▽
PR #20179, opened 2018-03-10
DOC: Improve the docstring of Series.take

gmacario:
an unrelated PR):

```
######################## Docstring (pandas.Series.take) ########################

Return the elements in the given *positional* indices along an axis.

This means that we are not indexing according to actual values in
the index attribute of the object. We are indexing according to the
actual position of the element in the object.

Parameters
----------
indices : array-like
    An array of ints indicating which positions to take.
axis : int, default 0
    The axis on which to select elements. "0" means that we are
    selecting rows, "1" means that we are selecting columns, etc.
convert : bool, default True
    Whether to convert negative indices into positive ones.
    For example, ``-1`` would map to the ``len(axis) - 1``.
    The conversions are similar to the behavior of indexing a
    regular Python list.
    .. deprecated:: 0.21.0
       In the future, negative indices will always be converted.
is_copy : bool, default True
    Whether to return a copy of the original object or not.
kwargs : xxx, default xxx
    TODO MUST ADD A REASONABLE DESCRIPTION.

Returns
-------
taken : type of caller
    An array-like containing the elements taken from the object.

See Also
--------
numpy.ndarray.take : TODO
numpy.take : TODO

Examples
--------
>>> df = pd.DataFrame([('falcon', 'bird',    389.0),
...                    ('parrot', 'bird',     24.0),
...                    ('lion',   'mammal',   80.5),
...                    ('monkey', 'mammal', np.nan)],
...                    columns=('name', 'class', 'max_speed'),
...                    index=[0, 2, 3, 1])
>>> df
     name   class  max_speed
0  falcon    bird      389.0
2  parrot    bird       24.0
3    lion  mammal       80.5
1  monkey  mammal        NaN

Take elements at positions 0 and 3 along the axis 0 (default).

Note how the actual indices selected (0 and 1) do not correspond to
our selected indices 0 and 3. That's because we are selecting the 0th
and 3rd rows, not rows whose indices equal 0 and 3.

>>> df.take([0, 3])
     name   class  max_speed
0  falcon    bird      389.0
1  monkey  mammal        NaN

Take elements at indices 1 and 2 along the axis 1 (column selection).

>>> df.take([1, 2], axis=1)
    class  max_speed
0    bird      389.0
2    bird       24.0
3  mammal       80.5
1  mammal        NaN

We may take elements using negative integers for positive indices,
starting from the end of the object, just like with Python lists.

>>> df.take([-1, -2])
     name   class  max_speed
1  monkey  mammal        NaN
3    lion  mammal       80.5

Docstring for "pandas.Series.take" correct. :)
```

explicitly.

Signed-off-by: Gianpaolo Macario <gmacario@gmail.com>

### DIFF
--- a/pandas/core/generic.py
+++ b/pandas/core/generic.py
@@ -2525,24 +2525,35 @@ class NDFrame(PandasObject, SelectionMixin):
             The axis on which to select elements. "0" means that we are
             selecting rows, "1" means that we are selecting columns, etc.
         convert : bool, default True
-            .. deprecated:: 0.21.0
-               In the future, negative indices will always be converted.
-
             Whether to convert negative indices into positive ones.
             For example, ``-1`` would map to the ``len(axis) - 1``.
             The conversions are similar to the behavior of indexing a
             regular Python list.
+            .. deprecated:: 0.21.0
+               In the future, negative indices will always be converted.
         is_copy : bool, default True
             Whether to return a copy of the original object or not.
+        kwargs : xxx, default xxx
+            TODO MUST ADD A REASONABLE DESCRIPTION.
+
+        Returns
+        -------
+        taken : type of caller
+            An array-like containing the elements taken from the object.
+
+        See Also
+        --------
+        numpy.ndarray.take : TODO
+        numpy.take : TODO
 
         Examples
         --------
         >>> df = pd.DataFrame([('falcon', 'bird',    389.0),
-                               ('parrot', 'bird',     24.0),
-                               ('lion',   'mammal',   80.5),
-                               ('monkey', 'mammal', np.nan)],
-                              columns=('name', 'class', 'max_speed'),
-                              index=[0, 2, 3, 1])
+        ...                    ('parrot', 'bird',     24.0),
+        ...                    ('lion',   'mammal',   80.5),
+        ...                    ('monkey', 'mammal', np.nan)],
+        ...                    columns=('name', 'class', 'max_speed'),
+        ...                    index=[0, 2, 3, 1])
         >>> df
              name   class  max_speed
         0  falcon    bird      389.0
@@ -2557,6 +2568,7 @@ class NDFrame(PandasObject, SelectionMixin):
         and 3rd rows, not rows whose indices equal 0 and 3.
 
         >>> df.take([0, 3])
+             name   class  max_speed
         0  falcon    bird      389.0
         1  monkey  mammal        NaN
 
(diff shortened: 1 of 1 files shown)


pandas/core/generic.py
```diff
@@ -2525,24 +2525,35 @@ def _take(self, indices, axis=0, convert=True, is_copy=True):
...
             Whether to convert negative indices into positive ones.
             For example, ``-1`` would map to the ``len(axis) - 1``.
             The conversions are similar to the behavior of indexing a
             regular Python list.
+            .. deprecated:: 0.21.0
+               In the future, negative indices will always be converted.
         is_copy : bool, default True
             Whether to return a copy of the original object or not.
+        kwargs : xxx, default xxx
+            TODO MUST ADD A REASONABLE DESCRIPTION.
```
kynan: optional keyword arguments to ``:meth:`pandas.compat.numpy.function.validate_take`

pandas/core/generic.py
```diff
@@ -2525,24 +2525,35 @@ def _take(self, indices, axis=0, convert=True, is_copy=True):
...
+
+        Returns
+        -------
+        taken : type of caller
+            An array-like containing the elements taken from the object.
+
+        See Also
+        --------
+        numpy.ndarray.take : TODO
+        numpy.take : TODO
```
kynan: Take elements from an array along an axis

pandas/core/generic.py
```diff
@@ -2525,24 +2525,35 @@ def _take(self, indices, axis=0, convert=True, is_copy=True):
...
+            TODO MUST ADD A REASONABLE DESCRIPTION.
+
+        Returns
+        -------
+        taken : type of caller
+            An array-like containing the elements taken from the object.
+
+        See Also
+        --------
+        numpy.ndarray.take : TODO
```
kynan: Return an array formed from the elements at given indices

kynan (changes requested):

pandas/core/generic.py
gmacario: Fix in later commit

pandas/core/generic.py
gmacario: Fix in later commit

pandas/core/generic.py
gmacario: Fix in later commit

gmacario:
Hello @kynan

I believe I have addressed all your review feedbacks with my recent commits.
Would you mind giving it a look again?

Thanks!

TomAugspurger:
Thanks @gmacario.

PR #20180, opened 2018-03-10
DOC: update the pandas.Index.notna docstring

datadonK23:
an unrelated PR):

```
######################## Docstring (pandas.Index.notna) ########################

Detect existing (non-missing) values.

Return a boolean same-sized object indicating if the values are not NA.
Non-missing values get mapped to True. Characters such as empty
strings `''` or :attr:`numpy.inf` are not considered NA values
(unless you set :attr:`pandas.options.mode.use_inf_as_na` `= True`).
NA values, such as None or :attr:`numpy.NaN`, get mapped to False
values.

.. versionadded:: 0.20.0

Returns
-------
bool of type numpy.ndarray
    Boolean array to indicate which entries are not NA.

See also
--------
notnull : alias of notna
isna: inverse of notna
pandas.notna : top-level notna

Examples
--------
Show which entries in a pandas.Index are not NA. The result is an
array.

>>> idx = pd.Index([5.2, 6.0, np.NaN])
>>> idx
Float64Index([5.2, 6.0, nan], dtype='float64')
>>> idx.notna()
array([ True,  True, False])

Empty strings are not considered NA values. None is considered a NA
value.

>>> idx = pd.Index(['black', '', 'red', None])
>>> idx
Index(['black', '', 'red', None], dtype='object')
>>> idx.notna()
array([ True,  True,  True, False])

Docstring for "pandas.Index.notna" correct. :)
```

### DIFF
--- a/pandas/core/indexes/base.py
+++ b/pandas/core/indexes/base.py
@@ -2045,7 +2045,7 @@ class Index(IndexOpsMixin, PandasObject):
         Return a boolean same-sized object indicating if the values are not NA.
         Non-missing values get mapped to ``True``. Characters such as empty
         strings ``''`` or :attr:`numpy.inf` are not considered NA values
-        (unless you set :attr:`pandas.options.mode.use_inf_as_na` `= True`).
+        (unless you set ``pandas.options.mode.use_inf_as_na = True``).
△
**EXERCISE GOAL**
Which lines of the entries contain "columns"? Count them and write only the number.

**ANSWER SPACE**
5